Caleb LeBlanc, 15, skates along Pascagoula Street in Pascagoula.
Antonio Owens of Gulfport fishes at Pass Christian Harbor near the wreckage of a pier destroyed by Hurricane Katinra. Owens is a life-long Gulfport resident and said his house was destroyed by Hurricane Katrina. Despite that, he still lives in the same area.
The condos at 1515 East Beach Boulevard in Pass Christian are painted in pastel hues.
Friends Jack Rogers, left, and Justin Tuck, both 9, entertain themselves in the iMac Room at the Aaron Jones Family Interactive Center in Pascagoula.
High school English teachers, right to left, Donna Pace from Gautier High School, and Rissa Killen and Laura Miley from Pascagoula High School, continue working on curriculum planning during a demonstration of the blacklights in the aptly-named blacklight room at the Aaron Jones Family Interactive Center in Pascagoula.
Kaydin McDonnell, center, gets fired up as he arrives to register for kindergarten at Nichols Elementary School in Biloxi with his mother, Mandi, left, and older brother, Terrence. Helping Kaydin register is Nichols Record Clerk Tahirah Crawford, right.
Sea birds swarm over a shrimp boat returning to port in Biloxi.
Anh Nguyen scoops shrimp into a nearby scale while selling the catch from the back of one of two boats that she and her husband, Lien Nguyen, operate from the commercial docking facility in Biloxi.
Anh Nguyen weighs shrimp for a customer while working to sell the morning's catch from the back of one of two boats that she and her husband, Lien Nguyen, operate from the commercial docking facility in Biloxi.
Stefan Wood, of Malvern, Ark., pulls a cooler full of shrimp onto the dock at the commercial docking facility in Biloxi where he and his wife, Alana Wood, background, bought 55 pounds of the crustaceans from a boat operated by Lien and Anh Nguyen. The Woods were joined by Alana's parents, Horace and Roseanna Douglas, who purchased an additional 40 pounds. The group say they travel to Biloxi once a year to fill their freezers.
Anh Nguyen, far right, as customers, from left, Roseanna and Horace Douglas, their daughter Alana Wood and her husband, Stefan Wood, all of Malvern, Ark., load up coolers bearing nearly 100 combined pounds of shrimp.
Eric Butler and his son, Brody Butler, 8, both of Brookhaven, take an early-morning stroll through the commercial docking facility in Biloxi checking out the offerings of each boat before making their purchase.
A new home stands high atop pilings on North Beach Boulevard in Bay St.
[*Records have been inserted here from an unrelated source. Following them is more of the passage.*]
PR #2102, opened 2024-07-16
Update cifmw-molecule-rhol_crc zuul job to CRC 2.39 - OCP 4.16

lewisdenny:
Jira: https://issues.redhat.com/browse/OSPRH-8665
Jira: https://issues.redhat.com/browse/OSPCIX-376

  - [ ] README in the role

### DIFF
--- a/ci/config/molecule.yaml
+++ b/ci/config/molecule.yaml
@@ -15,7 +15,7 @@
     nodeset: centos-9-crc-2-39-0-xl
 - job:
     name: cifmw-molecule-rhol_crc
-    nodeset: centos-9-crc-2-36-0-xxl #TODO(Lewis): Bump to 2-39 once OSPCIX-376 is resolved
+    nodeset: centos-9-crc-2-39-0-xxl
     timeout: 5400
 - job:
     name: cifmw-molecule-operator_deploy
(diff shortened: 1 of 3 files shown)


pablintino:
recheck

pablintino:
recheck

pablintino:
recheck

cjeanner:
recheck

lewisdenny:
recheck

cjeanner:
recheck

roles/rhol_crc/tasks/cleanup.yml
cjeanner, line 1: I'd challenge the need there.

But there's indeed a need to edit the role: bumping the version in defaults/main.yml is mandatory, else the current way of doing things in the role will make it fetch the old CRC - and crash because no real pull-secret available.

cjeanner (changes requested):

roles/rhol_crc/tasks/cleanup.yml
cjeanner: To be precise:
- removing that directory is a bad idea, since it means we have to re-download the bundle (~4G, maybe more, sometimes less)
- there's a better way to clean things up (I'm working on it) while keeping the cache
- in any cases, such a destructive thing should get the `never, deepscrub` tags, so that we hit it only when running a `--tags deepscrub`

We can of course discuss that precise change here, but I'm reworking the role, and that file is being changed to implement a better way to clean (calling delete -f + cleanup to ensure everything's removed but cached bundle)

lewisdenny:
Closing in favor of https://github.com/openstack-k8s-operators/ci-framework/pull/2123

PR #2107, opened 2024-07-17
Add some more debugging to the network_assertion failures

cjeanner:
Having only the final built layout isn't enough whenever we want to
debug some weird situations.

This patch allows to see everything used to build that final layout:
- original configuration
- any applied "patches"
- even the CI reproducer generated layout

This should really help debugging any issues related to the networking
assertions.

### DIFF
--- a/roles/reproducer/tasks/network_assertions.yml
+++ b/roles/reproducer/tasks/network_assertions.yml
@@ -47,6 +47,39 @@
               defined networks. Those nets don't seem to be attached:
               {{ _defined | difference(_all_nets) }}
   rescue:
+    # We don't want it when cifmw_libvirt_manager_configuration_gen is
+    # defined: it could confuse people.
+    - name: Dump initial layout
+      when:
+        - cifmw_libvirt_manager_configuration_gen is undefined
+      ansible.builtin.debug:
+        var: cifmw_libvirt_manager_configuration
+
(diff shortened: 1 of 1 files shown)


roles/reproducer/tasks/network_assertions.yml
```diff
@@ -47,6 +47,33 @@
...
               {{ _defined | difference(_all_nets) }}
   rescue:
+    - name: Dump initial layout
+      ansible.builtin.debug:
+        var: cifmw_libvirt_manager_configuration
+
+    # This param exists only in case of CI reproducer run
+    # so it's expected to usually see it as "undefined" in
+    # the debugging output.
+    - name: Dump CI reproducer generated layout
```
rebtoor, line 57: how about adding a `when: cifmw_libvirt_manager_configuration_gen is defined` ?

cjeanner: it would just output "UNDEFINED" or something like that. No failure, so imho we can go as-is

rebtoor: but why print a value if it's undefined? :)

cjeanner: filtered both (default + gen) according to the inline comment.

rebtoor (approved):
/lgtm

PR #2114, opened 2024-07-18
Use dedicated edpm_kernel_hugepages var

bshephar:
This change switches from using the generic edpm_kernel_args variable to set hugepages, and instead uses the dedicated edpm_kernel_hugepages variable

  - [x] README in the role


bshephar:
recheck

rebtoor (approved):

PR #2117, opened 2024-07-18
Improve DHCP configuration in dnsmasq

cjeanner:
Until now, we were doing far too many things far too many times for
nothing: check if the networks exists, check dataset consistency, etc,
etc.

All of that takes time, far too much time for little added value.

This patch switches to "batch": we can pass a list with all the
requested DHCP entries, and the tasks will loop on that data set.

This allows to check networks only once per set, and leverage faster
treatment, making a bigger difference as we add more nodes to the
layout.

We also bump the libvirt_manager molecule timeout to 1h, the
initial/default 30 minutes seems to be a little bit too tight with the
amount of new checks added lately.

  - [x] README in the role

### DIFF
--- a/roles/dnsmasq/README.md
+++ b/roles/dnsmasq/README.md
@@ -159,24 +159,29 @@ supported in libvirt).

Louis directly next to the shorter pilings of a home no longer standing.
Pilings stand as testomony to a home lost to Hurricane Katrina on Beach Boulevard in Waveland.
The Waveland Business Center is among several new municipal structures built post-Hurricane Katrian along Coleman Avenue.
Bill Mulvany of Poplarville casts a net into a tributary along Beach Boulevard just outside Waveland.
A home stands in apparent isolation at the end of Grosvenor Place in Waveland.
A motorist heads south along Nicholson Avenue in Waveland.
Children play beneath a rainbow arching over the splash pad at Polit Cadet Plaza in Biloxi.
Justin Sisk, center, of West Memphis, Ark., and brothers Christian, left, and Alex Keys, of Gautier, run through the fountains at the Point Cadet Plaza splash pad.
The beach in Biloxi bustles with activity, both on land and on the water.